PR #961, opened 2025-09-25
Add explicit OIDC endpoints configuration for security-hardened envs

olsib:
part of: https://github.com/kiali/kiali/issues/8777

Following Kiali development checklist for configuration changes:

✅ Set default values in defaults/main.yml
✅ Add new fields to CRD schema with descriptions
✅ Update comprehensive CR example documentation
✅ Add example usage in OpenID test CR

New fields added:
- token_endpoint: URL of provider's token endpoint
- userinfo_endpoint: URL of provider's UserInfo endpoint
- jwks_uri: URL of provider's JWK Set document

These fields enable Kiali authentication in environments where IdP restricts access to /.well-known/openid-configuration endpoint for security reasons.

When both authorization_endpoint and token_endpoint are configured, Kiali will use explicit endpoints instead of auto-discovery, supporting enterprise security policies that block discovery endpoints.

### DIFF
--- a/manifests/kiali-ossm/manifests/kiali.crd.yaml
+++ b/manifests/kiali-ossm/manifests/kiali.crd.yaml
@@ -185,15 +185,15 @@ spec:
                           authorization_endpoint:
                             type: string
                             description: "The URL of the provider's authorization endpoint."
+                          jwks_uri:
+                            type: string
+                            description: "The URL of the provider's JWK Set document."
                           token_endpoint:
                             type: string
                             description: "The URL of the provider's token endpoint."
                           userinfo_endpoint:
                             type: string
                             description: "The URL of the provider's UserInfo endpoint."
-                          jwks_uri:
-                            type: string
-                            description: "The URL of the provider's JWK Set document."
                       username_claim:
                         type: string
                         default: "sub"
--- a/manifests/kiali-upstream/2.18.0/manifests/kiali.crd.yaml
+++ b/manifests/kiali-upstream/2.18.0/manifests/kiali.crd.yaml
@@ -185,15 +185,15 @@ spec:
                           authorization_endpoint:
                             type: string
                             description: "The URL of the provider's authorization endpoint."
+                          jwks_uri:
+                            type: string
+                            description: "The URL of the provider's JWK Set document."
                           token_endpoint:
                             type: string
                             description: "The URL of the provider's token endpoint."
                           userinfo_endpoint:
                             type: string
                             description: "The URL of the provider's UserInfo endpoint."
-                          jwks_uri:
-                            type: string
-                            description: "The URL of the provider's JWK Set document."
                       username_claim:
                         type: string
                         default: "sub"


crd-docs/crd/kiali.io_kialis.yaml
```diff
@@ -173,10 +173,19 @@ spec:
                         default: false
                       issuer_uri:
                         type: string
+                      jwks_uri:
```
jmazzitelli, line 176: I'm thinking if we do this, we might want to combine these under a parent config. Since these all relate to overriding the discoverable `.well-known/openid-configuration` I'm thinking put it under something like:

```yaml
well-known-openid-config:
  jwks-url: ...
  token_endpoint: ...
```

Ask Cursor what it thinks is a good name of this parent section :) I think something like `well-known-openid-config` or `well-known-openid-config-override` or something.

jmazzitelli:
@olsib we need to take a step back. You just removed a setting from the CRD. The Kiali team has recently made a decision that we will not be removing settings from the CRD for several reasons (backward compat; we don't want to manage new CRD versions, etc.). So the latest change needs to be reverted.

I merely asked "what's the difference between the two?" If they are the same setting, I was going to say just leave the original as-is (or add the second new one, and deprecate the old original one and only use the original as a backup if the new one isn't set).

Let's have a discussion about what the requirements are, how we expect this to be used, and how it is going to be backwards compatible. I realize generative AI can help change code in a flash, but lots of times it isn't going to do the right thing.

Right now, here's how I think this is to go:

1. Add new settings the CRD Schema with the overrides. If set, then I assume this means Kiali is not going to use the oidc-configuration for discovery - I believe this is the entire use-case for this change.
2. We need the operator to define the new CRD Schema with the new settings with defaults. The defaults need to be set in such a way so the oidc-configuration URL is used for discovery by default in the server (I think this means all settings need to be defaulted to things like empty string). The server should use the oidc-configuration URL for discovery if the new settings are empty string.
3. I do not think there needs to be any changes to the helm chart - I haven't checked, but I don't think it needs any oidc configuration changes. BUT! you will need to create a helm-chart PR with the CRD synced (any changes to the CRD now requires a helm-chart PR with minimum the CRDs synced - see the "make sync-crds" target in the operator).
4. Backward compatibility requires that any existing settings remain as-is. You can deprecate them (meaning, just have a deprecation notice in the CRD Schema description) but they cannot be deleted. Typically, we would want to use the deprecated settings in server code - people will still have them set in production and we don't want to break them. So if the old setting is set, and the new setting is not, the old setting takes effect.

I should probably update the dev checklist to include the new CRD sync process.

I say all of this with the caveat I know very little about OIDC and the OpenID integration in Kiali. Edgar (@israel-hdez) is no longer on the Kiali project so he won't be a person we can tap for help.

jmazzitelli:
please rebase this on master - there are come CI workflows that we want to pick up and run in new PRs

jmazzitelli:
While the new stuff here doesn't have molecule testing, I can see the existing auth-related molecule tests don't break. So this is good.

Running this locally:

```
hack/k8s-minikube.sh --hydra-enabled true -mp ci start && \
hack/k8s-minikube.sh -mp ci istio && \
make CLUSTER_TYPE=minikube MINIKUBE_PROFILE=ci clean build-ui build test cluster-push && \
hack/run-molecule-tests.sh --client-exe "$(which kubectl)" --cluster-type minikube --minikube-profile ci -udi true -hcrp false -at "default openid-test header-auth-test token-test"
```

results in:

```
=====================
=== TEST RESULTS: ===
=====================

                             openid-test... success [3m 32s]
                        header-auth-test... success [2m 31s]
```

_(Note: we are unable to run these two auth-related tests in CI today so they must be run manually)._

jshaughn:
@olsib Still interesting in this effort?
__________________________________________________
Pick out every line above that contains the word "related" and copy it.

While the new stuff here doesn't have molecule testing, I can see the existing auth-related molecule tests don't break. So this is good.
_(Note: we are unable to run these two auth-related tests in CI today so they must be run manually)._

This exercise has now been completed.